He said, “No. Didn’t hear about that. Not really.” He chuckled, “Why would anyone want to put solar energy plants out on the desert?”
“Yeah, crazy,” I said. “I’m just trying to figure out who in the hell voted for this crap. Did you? I know I didn’t.”
Nature boy finished up at the register and headed for the door. On the way out he said, “Things are getting better. Way better. Just got to
keep looking up.” The door closed behind him.

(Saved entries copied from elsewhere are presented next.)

PR #9527, opened 2025-06-06
Add config item for controlling spot in Karpenter capacity-type

zaklawrencea:
This PR adds a config item: `karpenter_enable_spot` (true by default) which allows controlling whether Karpenter nodepools contain `spot` as a `capacity-type`. This config allows us to easily toggle whether Karpenter can provision spot instances alongside on-demand.

### DIFF
--- a/cluster/node-pools/worker-karpenter/provisioners.yaml
+++ b/cluster/node-pools/worker-karpenter/provisioners.yaml
@@ -249,7 +249,9 @@ spec:
         - key: "karpenter.sh/capacity-type"
           operator: In
           values:
+#{{ if eq .NodePool.ConfigItems.karpenter_enable_spot "true" }}
             - "spot"
+#{{ end }}
             - "on-demand"
         - key: "kubernetes.io/arch"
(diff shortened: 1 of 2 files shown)


cluster/node-pools/worker-karpenter/provisioners.yaml
```diff
@@ -249,7 +249,9 @@ spec:
         - key: "karpenter.sh/capacity-type"
           operator: In
           values:
+#{{ if eq .Cluster.ConfigItems.karpenter_enable_spot "true" }}
```
mikkeloscar: Let's do this at node pool level e.g. `.NodePool.ConfigItems.karpenter_enable_spot`. That will allow us to set this at cluster level _or_ node pool level.

zaklawrencea: Good point, updated.

mikkeloscar:
:+1:

zaklawrencea:
:+1:

PR #9547, opened 2025-06-11
Make deployment-service's S3 bucket name configurable

linki:
Adds a config item for deployment-service's S3 bucket name. The default is the current value.

In order to shorten it in the future, we can configure the current value for all existing clusters in cluster-registry and then change the default for all clusters going forward. We could also do the opposite and only configure the value if the default exceeds the length limit.


linki:
👍

mikkeloscar:
:+1:

PR #9574, opened 2025-06-13
Add kube2iam to combined trust relationship

linki:
Also adds the kube2iam trust relationships to`CDP_OIDC_TRUST_RELATIONSHIP_TEMPLATE` variable.

Doesn't quite work yet. Need a way to know EKS cluster local ID (or cluster alias) from the legacy cluster context.


cluster/config-defaults.yaml
```diff
@@ -1273,6 +1273,7 @@ eks_zalando_iam_aws_proxy_hpa_cpu_target: "80"
 eks_zalando_iam_aws_proxy_hpa_memory_target: "80"
 eks_okta_identity_provider: "true"
 eks_legacy_cluster_local_id: "kube-1"
+eks_eks_cluster_local_id: ""
```
linki, line 1276: This needs to be set for legacy clusters to the local ID of the EKS cluster (i.e. cluster alias). But we could generate the default that works for most clusters. Something like:

```
{{ if eq .Cluster.Environment "test" }}
eks_eks_cluster_local_id: "{{ .Cluster.InfrastructureAccount | getAWSAccountGroup }}-{{ .Cluster.Region | shortVersion }}-test"
{{ else }}
eks_eks_cluster_local_id: "{{ .Cluster.InfrastructureAccount | getAWSAccountGroup }}-{{ .Cluster.Region | shortVersion }}"
{{ end }}
```

linki:
Replaced in favour of https://github.com/zalando-incubator/cluster-lifecycle-manager/pull/866

PR #9523, opened 2025-06-06
Update to Kubernetes v1.33

mikkeloscar:
Upgrade to Kubernetes v1.33

https://github.com/kubernetes/kubernetes/blob/master/CHANGELOG/CHANGELOG-1.33.md#changelog-since-v1320

https://kubernetes.io/blog/2025/04/23/kubernetes-v1-33-release/

PR #9580, opened 2025-06-18
Remove TopologyAwareHints Feature Flag

mikkeloscar:
This removes the custom config for `TopologyAwareHints` featureflag and default to true which is the only option since Kubernetes v1.33. It's no longer possible to set the Feature flag.

This change must be rolled out _before_ #9523 otherwise `kube-proxy` will not get ready on the new master node during roll out


szuecs:
:+1:

mikkeloscar:
:+1:

PR #9582, opened 2025-06-19
expose-opa-ast-optimization-configuration-per-cluster

amak3:
Exposing OPA optimization configuration.

New configuration should be disabled by default and it should be possible to enable it per cluster. Enabling should only be possible if `skipper_open_policy_agent_enabled` is enabled.

### DIFF
--- a/cluster/manifests/skipper/deployment.yaml
+++ b/cluster/manifests/skipper/deployment.yaml
@@ -317,6 +317,7 @@ spec:
           - "-enable-open-policy-agent"
           - "-open-policy-agent-config-template=/etc/skipper/open-policy-agent/opaconfig.yaml"
           - "-open-policy-agent-envoy-metadata=/etc/skipper/open-policy-agent/envoymetadata.json"
+          - "-enable-open-policy-agent-data-preprocessing-optimization={{ .Cluster.ConfigItems.skipper_open_policy_agent_data_preprocessing_optimization_enabled }}"
 {{ end }}
 {{ if or (eq .Cluster.ConfigItems.nlb_switch "pre") (eq .Cluster.ConfigItems.nlb_switch "exec") }}
           - "-forwarded-headers=X-Forwarded-For,X-Forwarded-Proto=https,X-Forwarded-Port=443"
--- a/cluster/config-defaults.yaml
+++ b/cluster/config-defaults.yaml
@@ -372,6 +372,7 @@ skipper_ingress_routegroup_crd_require_hosts: "true"
 # Set defaults values that would enable Open Policy Agent in a skipper filter
 skipper_open_policy_agent_enabled: "false"
 skipper_open_policy_agent_styra_token: ""
+skipper_open_policy_agent_data_preprocessing_optimization_enabled: "false"
 
 # Default timeout value in seconds for outgoing http calls from Open Policy Agent in a skipper filter
 skipper_open_policy_agent_styra_response_header_timeout: "2"


cluster/manifests/skipper/deployment.yaml
```diff
@@ -317,6 +317,10 @@ spec:
           - "-enable-open-policy-agent"
           - "-open-policy-agent-config-template=/etc/skipper/open-policy-agent/opaconfig.yaml"
           - "-open-policy-agent-envoy-metadata=/etc/skipper/open-policy-agent/envoymetadata.json"
+          - "-enable-open-policy-agent-data-preprocessing-optimization"
```
mefarazath: This should not be here i guess (since you this guarded by the flag `skipper_open_policy_agent_data_preprocessing_optimization_enabled` again in line 321)

amak3: ah, good catch, I missed it, thanks!

cluster/manifests/skipper/deployment.yaml
```diff
@@ -317,6 +317,9 @@ spec:
           - "-enable-open-policy-agent"
           - "-open-policy-agent-config-template=/etc/skipper/open-policy-agent/opaconfig.yaml"
           - "-open-policy-agent-envoy-metadata=/etc/skipper/open-policy-agent/envoymetadata.json"
+  {{ if eq .Cluster.ConfigItems.skipper_open_policy_agent_data_preprocessing_optimization_enabled "true" }}
+          - "-enable-open-policy-agent-data-preprocessing-optimization"
+  {{ end }}
```
AlexanderYastrebov: I think we can use it directly like

```
- "-enable-open-policy-agent-data-preprocessing-optimization={{ .Cluster.ConfigItems.skipper_open_policy_agent_data_preprocessing_optimization_enabled }}"
```

We can only use this flag when both canary and main use the version >= v0.22.51 that [introduced this](https://github.com/zalando/skipper/commit/91c0bae09f7e6c0cdc72ba639699384ccc73a0be).

AlexanderYastrebov: Please also squash commits and add `skipper: ...` prefix to the commit title

amak3: I think this would change the logic:

current logic: only if both OPA (`skipper_open_policy_agent_enabled`)  and `skipper_open_policy_agent_data_preprocessing_optimization_enabled` are enabled, the optimization flag is added as a separate argument

after a suggestion: it's possible to set 
`skipper_open_policy_agent_data_preprocessing_optimization_enabled` to "true", even if OPA is disabled, which is not expected behaviour. 

Enabling of `skipper_open_policy_agent_data_preprocessing_optimization_enabled` should only be possible if `skipper_open_policy_agent_enabled` is enabled.

AlexanderYastrebov: The flag is inside of `{{ if eq .Cluster.ConfigItems.skipper_open_policy_agent_enabled "true" }}` block in both cases, I suggest to remove if in favour of using the boolean value directly

amak3: I made changes, thank you 🙏

AlexanderYastrebov:
> We can only use this flag when both canary and main use the version >= v0.22.51 that introduced this.

Update https://github.com/zalando-incubator/kubernetes-on-aws/pull/9597 to v0.22.52  was rolled out to stable.

mefarazath:
👍🏻

amak3:
👍🏻

PR #44, opened 2018-04-09
improve performance of nibbles helper functions

pipermerriam:
### What was wrong?

The `bytes_to_nibbles` function had some un-necessary overhead.

### How was it fixed?

Removed it by using a more streamlined approach.

#### Cute Animal Picture

9b6d27b2deacffba1d087d7314200e44


pipermerriam:
I suspect this will have *some* measurable effect on trie performance.

gsalgado (approved):
Looks good, but it doesn't seem to have any effect when doing a regular sync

“For who?” I asked out loud. No polar ice expected this winter in the Arctic Sea. You mean better for the Inuit, for the polar bears, the salmon,
whales, tundra, you mean better like that?”
A woman voiced-up as she brought her goods to the counter. She also wore a straw hat. It was crumpled, sweat stained and dog-eared. She was bigger
than me and had a large blue tattoo stain on her right shoulder. In ninety degree weather she wore a new pair of those upscale New England mail order lamb’s wool-lined brushed skin half-calf boots and
sported a satin-like brown nightie with embroidered black lace detail.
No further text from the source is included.